HOT TIP: It’s always a good idea to try to end with a little “kicker” sentence—if it works and doesn’t sound too corny. Don’t be afraid to be idealistic and declare your dreams or goals. Or you can try a play on words. If you aren’t sure your “kicker” works or not, have a friend or parent give you some feedback. “One thing for sure, I know I won’t come up short.” Hmmm. Does that work or is it too corny?
September 6, 2013
Some Supps Are Just Asking for BS
Many of the students I work with have finished their core essays for their college applications, and are now asking for help on the supplements. For most, writing their personal statement-type essays wasn’t that bad, searching for their stories and unique topics to tell and share. But these supps are not nearly as fun. In fact, for most of the supplements I have seen so far, it’s a major drag.
So I ask: What’s the point? These supplements that want students to tell why they are the perfect fit for their school, or what they are going to give back to a university, or why they have selected a certain college. Most of my students tell me, “I have no idea what to write.” And why should they? Answering these questions is almost always an exercise in making up a bunch of stuff.
This is why I was so heartened to read this article yesterday about one fine liberal arts school, Kenyon College, that decided to drop its supps. Here’s a snippet from the article:
Previously, (Kenyon) Admissions posed three supplemental questions for applicants to answer. One of them was Kenyon-specific and asked what students thought made them a good match for the College.
“That was such a vanity question, you know. Tell us about ourselves,” said Dean of Admissions and Financial Aid Jennifer Delahunty said. “They had to go do some false research and then they had to sort of spit back to us what we put on our website, which we saw a lot of,” she added.
Way to tell it like it is, Jennifer! I know I am on the fringe of this whole admissions industry, but I would just suggest that schools that want to keep these supps at least ask questions that students can answer in a true and meaningful way.
When coming up with supp questions, shouldn’t colleges think about what kids are like in their mid teens? What they know. What they genuinely care about? The kids I work with are highly idealistic, and just beginning to get a sense of their own potential and of the world in general.

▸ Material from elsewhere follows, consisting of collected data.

PR #606, opened 2020-08-21
CPP-249 -  unclear errors thrown by `nht configure`

emortong:
[ticket](https://financialtimes.atlassian.net/browse/CPP-249)

- ~~removes config variables if their values are empty string or number~~
- if a variable is invalid it logs a warning message
- it adds a hint to the error saying to review Vault for invalid variables.

### DIFF
--- a/tasks/configure.js
+++ b/tasks/configure.js
@@ -92,17 +92,12 @@ const getPipelineId = async (pipelineName) => {
 	return pipeline.id;
 };
 
-const validateVariables = (obj) => {
-	// removes empty strings and numbers
-	let filteredObj = {};
+const warnForInvalidVariables = (obj) => {
 	Object.keys(obj).forEach(prop => {
-		if (obj[prop] !== '' && typeof obj[prop] !== 'number') {
-			filteredObj[prop] = obj[prop];
-		} else {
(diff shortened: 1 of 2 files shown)


nickcolley (approved):
Is looking, would be good to get @apaleslimghost thoughts too if possible but 👍 from me

tasks/configure.js
```diff
@@ -152,6 +152,11 @@ async function task (opts) {
 		}
 	});
 
+	const invalidVariables = Object.keys(patch).filter(prop => patch[prop] === '' || typeof patch[prop] === 'number');
```
nickcolley, line 155: If it is possible to add a test for this that'd be great, but I'm not sure if this repository has tests.

apaleslimghost (approved):
yeah, this is good. with filtering/coercing bad values i did suggest logging a warning, but that could be easily overlooked especially in CI, and it would be confusing and potentially dangerous for apps to not get given the same values you put in Vault so 👍

tasks/configure.js
apaleslimghost: there is a test for this task (https://github.com/Financial-Times/n-heroku-tools/blob/225fc1bac437dce61928f41b60b06291edf50a4b/tasks/configure.test.js), adding this would be nice but currently it looks like it's not covering any error handling at all so it might be too much effort to be worth it

PR #607, opened 2020-08-26
chore(upload-assets-to-s3): upload svg files

antonsamper:
#### Reference
- https://financialtimes.atlassian.net/browse/CPP-230

#### Notes
- Add `svg` to list of extensions to upload

### DIFF
--- a/tasks/upload-assets-to-s3.js
+++ b/tasks/upload-assets-to-s3.js
@@ -7,7 +7,7 @@ const aws = require('aws-sdk');
 const defaultDirectory = 'public';
 const defaultBucket = 'ft-next-hashed-assets-prod';
 const defaultDestination = 'hashed-assets/uploaded';
-const defaultFileExtensions = ['js', 'css', 'map', 'gz', 'br', 'png', 'jpg', 'jpeg', 'gif', 'webp'].join();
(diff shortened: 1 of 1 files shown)


nickcolley (approved):
Makes sense 👍

tasks/upload-assets-to-s3.js
```diff
@@ -7,7 +7,7 @@ const aws = require('aws-sdk');
 const defaultDirectory = 'public';
 const defaultBucket = 'ft-next-hashed-assets-prod';
 const defaultDestination = 'hashed-assets/uploaded';
-const defaultFileExtensions = ['js', 'css', 'map', 'gz', 'br', 'png', 'jpg', 'jpeg', 'gif', 'webp'].join();
```
nickcolley, line 10: since these are the defaults can also consider extending them if it's only required in one place.

apaleslimghost: this command is called by `n-gage` which doesn't currently offer a way to set this argument, so the app would have to override that task in its makefile to add the argument, which makes me queasy

i think SVG would be a common enough use case that it should be a default?

antonsamper: Yeah that makes sense but it would be a bit more involved, something to consider next time

nickcolley: > this command is called by n-gage which doesn't currently offer a way to set this argument

Didn't realize that, makes sense to me.

PR #629, opened 2021-06-24
Delete rebuild command

emortong:
It was only being used by `n-ui` and `n-ui` had been deprecated and archived.


apaleslimghost (approved):
nice! 🔥 🗑️

PR #661, opened 2023-03-21
Uppercase all HTTP verbs for native Fetch support

olusoladavid:
### The problem
Standard Fetch spec will only automatically uppercase RFC9110-compliant http verbs - see [MDN docs](https://developer.mozilla.org/en-US/docs/Web/API/fetch). This implies that custom methods like `PATCH` will be broken if they are passed to the Fetch API as lowercase.

This becomes an issue for n-gage heroku projects migrating to Node 18 which include a native global `fetch` and replaces `isomorphic-fetch` polyfill. CI workflows to deploy  review apps will fail as seen [here](https://app.circleci.com/pipelines/github/Financial-Times/next-consent-proxy/2210/workflows/52544f57-a8ad-4824-8d23-d9f0138a2d81) because the HTTP verb `patch` is invalid for configuring the Heroku pipeline

### Notes
See this [Slack conversation](https://financialtimes.slack.com/archives/C3TJ6KXEU/p1679317662364499) for context

### Solution
This commit ONLY sets a precedent/convention for using uppercase methods in the project as there's no centralized callsite for `fetch` in the project and no easy way to override the behavior for native fetch. Also, projects are expected to migrate away from `n-heroku-tools` in the nearest future

### DIFF
--- a/lib/heroku-config-vars.js
+++ b/lib/heroku-config-vars.js
@@ -49,7 +49,7 @@ class HerokuConfigVars {
 	*/
 	set (patch) {
 		return this.makeApiCall({
-			method: 'patch',
+			method: 'PATCH',
 			body: JSON.stringify(patch)
 		});
 	}
--- a/lib/review-apps.js
+++ b/lib/review-apps.js
@@ -125,7 +125,7 @@ const deleteReviewAppAndThrowError = async ({ reviewApp, commit, appId }) => {
 
 		const headers = await herokuHeaders({ useReviewAppApi: true });
 
-		await performFetch(getReviewAppUrl(reviewApp.id), { headers, method: 'delete' });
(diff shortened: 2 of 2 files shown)


ivomurrell (approved):
Even though n-heroku-tools is unsupported, and we haven't worked out how to support global `fetch` in Platforms' repositories yet, I think this is still worth merging this fix. Seeing as n-heroku-tools uses `isomorphic-fetch` rather than `node-fetch` directly it creates an expectation that it should be compatible with the web API's `fetch`, which it isn't currently. I think it's okay to make a quick fix for that now and then consider whether we actually want to support a global `fetch` or whether we should have been using `node-fetch` directly later on.

Anyway, thanks for all your work looking into this with me, Sola!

Schools that spend some time and come up with original, creative, provocative and age-appropriate questions must get such interesting responses. In my opinion, they could all ask that brilliant prompt that Stanford asks: Write a note to your future roommate…
I believe asking students questions that they do not have answers for just increases the stress of this entire process–and for no good reason. Do we really want to teach our kids that if they want something they must say whatever it takes, even when they have nothing to say. No! In the end, we all suffer.